Rosanna Pansino has been sharing her baking creations with the internet for over 15 years, hoping to delight and inspire with fun creations that include a Star Wars Death Star cake and holographic chocolate bars. But in her latest series, she has a new goal: "Kick AI's butt."
Blame it on the AI slop overwhelming her social media feeds. Pansino used to see posts from real bakers and friends; now, they're being crowded out by AI-generated clips. There's a whole genre of slop videos that feature food, including a bizarre trend of unlikely objects being spread "satisfyingly" on toast.
She decided to do something about it. She would put her years of skill side-by-side with AI to recreate these slop videos in real life.

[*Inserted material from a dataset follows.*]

Issue #3334, opened 2018-10-31
DBAL 3.0 : improvements to the Driver\Connection interface


BenMorel:
I can see on the `develop` branch that the `PDOConnection` class now wraps `PDO` instead of inheriting from it, which is a very nice improvement, as the `Driver\Connection` class can now evolve away from the PDO interface! 👍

For instance: a pile of sour gummy Peach Rings, effortlessly smeared on toast. The AI video looked simple enough, but Pansino needed to create something entirely new. She used butter as her base, infused with peach-flavored oil. Yellow and orange food coloring gave it the right pastel hues. She carefully piped the butter into rings using a silicone mold. After they hardened in the freezer, she used uncolored butter to glue two rings together in the right 3D shape. The final touch was to dunk them in a mixture of sugar and citric acid for that sour candy look and taste.
It worked. The butter rings were perfect replicas of real candy rings, and Pansino's video paralleled the AI version exactly, with the rings smoothly gliding across the toast. Most importantly, she had done what she set out to do.
"The internet is flooded with AI slop, and I wanted to find a way to fight back against it in a fun way," Pansino tells me.
It's a rare victory for humans as AI-generated slop inundates an online world that had, once upon a time, been built by humans for humans.
AI technology has been working behind the scenes on the internet for years, often in unnoticeable ways. Then, a few years ago, generative AI burst onto the scene, launching a transformation that has unfolded at breakneck speed. With it came a flood of AI slop, a term given to particularly lukewarm AI-generated text, images and videos that are inescapable online, from search engines to publishing and social media.
"AI slop" is a shabby imitation of content, often a pointless, careless regurgitation of existing information. It's error-prone, with summaries proudly proclaiming made-up facts and papers citing fake credentials. Images tend to have a slick, plastic veneer, while brainrot videos struggle to obey basic laws of physics. Think fake bunnies on trampolines and AI Overviews advising you to put glue on pizza.
The vast majority of US adults who use social media (94%) believe they see AI-generated content when scrolling, a new CNET study found. Only 11% found it entertaining, useful or informative.